Task item
Below are the records; copy each line in them that holds the word "same".

[Data extracted from a collection]
%%

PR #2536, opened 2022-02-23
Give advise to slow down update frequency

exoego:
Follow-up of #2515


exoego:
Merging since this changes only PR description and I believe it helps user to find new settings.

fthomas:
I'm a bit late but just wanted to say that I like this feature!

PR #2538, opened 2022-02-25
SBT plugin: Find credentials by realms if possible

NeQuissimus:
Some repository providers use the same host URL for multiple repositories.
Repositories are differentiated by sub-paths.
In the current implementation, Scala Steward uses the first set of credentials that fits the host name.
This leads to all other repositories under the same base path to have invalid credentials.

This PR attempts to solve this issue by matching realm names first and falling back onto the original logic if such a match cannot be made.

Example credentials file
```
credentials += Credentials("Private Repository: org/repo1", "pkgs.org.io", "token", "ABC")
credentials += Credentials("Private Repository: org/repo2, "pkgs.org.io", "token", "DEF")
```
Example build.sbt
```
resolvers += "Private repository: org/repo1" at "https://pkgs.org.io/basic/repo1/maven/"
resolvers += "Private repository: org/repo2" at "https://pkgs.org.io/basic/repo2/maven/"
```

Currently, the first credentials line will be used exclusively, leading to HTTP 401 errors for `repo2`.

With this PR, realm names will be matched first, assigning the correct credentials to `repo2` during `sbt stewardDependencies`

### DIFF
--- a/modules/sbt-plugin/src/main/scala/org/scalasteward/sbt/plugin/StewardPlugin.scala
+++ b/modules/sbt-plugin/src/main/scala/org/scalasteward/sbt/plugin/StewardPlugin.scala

%%

Answer space
Some repository providers use the same host URL for multiple repositories.
This leads to all other repositories under the same base path to have invalid credentials.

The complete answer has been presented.